Issue #389, opened 2018-08-31
Does not generate knownRegions if there are no resources in the project


Saik0s:
When I am trying to run R.swift in the generated project without resources, it gives me an error 
```
error: [R.swift] Project file at 'file:///Users/saik0s/Documents/Projects/modular/Projects/Profile/Profile.xcodeproj/' could not be parsed, is this a valid Xcode project file ending in *.xcodeproj?
The operation couldn’t be completed. (XcodeEdit.AllObjectsError error 0.)
```
After some investigation, I found that the problem is in `knownRegions` parameter. It is not generated when there are no localized resources. But project generated by Xcode sets this parameter to 
```
knownRegions = (
	en,
);
```
by default even without resources.

yonaskolb:
Thanks for the report @Saik0s.
It’s not a required property from Xcode’s point of view, but the library that R.swift uses to parse the project expects it. We can add a default en value though 👍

###

Instructions for the task » Each entry above is to be set down again in exactly the same words.

Solution »
Issue #389, opened 2018-08-31
Does not generate knownRegions if there are no resources in the project


Saik0s:
When I am trying to run R.swift in the generated project without resources, it gives me an error 
```
error: [R.swift] Project file at 'file:///Users/saik0s/Documents/Projects/modular/Projects/Profile/Profile.xcodeproj/' could not be parsed, is this a valid Xcode project file ending in *.xcodeproj?
The operation couldn’t be completed. (XcodeEdit.AllObjectsError error 0.)
```
After some investigation, I found that the problem is in `knownRegions` parameter. It is not generated when there are no localized resources. But project generated by Xcode sets this parameter to 
```
knownRegions = (
	en,
);
```
by default even without resources.

yonaskolb:
Thanks for the report @Saik0s.
It’s not a required property from Xcode’s point of view, but the library that R.swift uses to parse the project expects it. We can add a default en value though 👍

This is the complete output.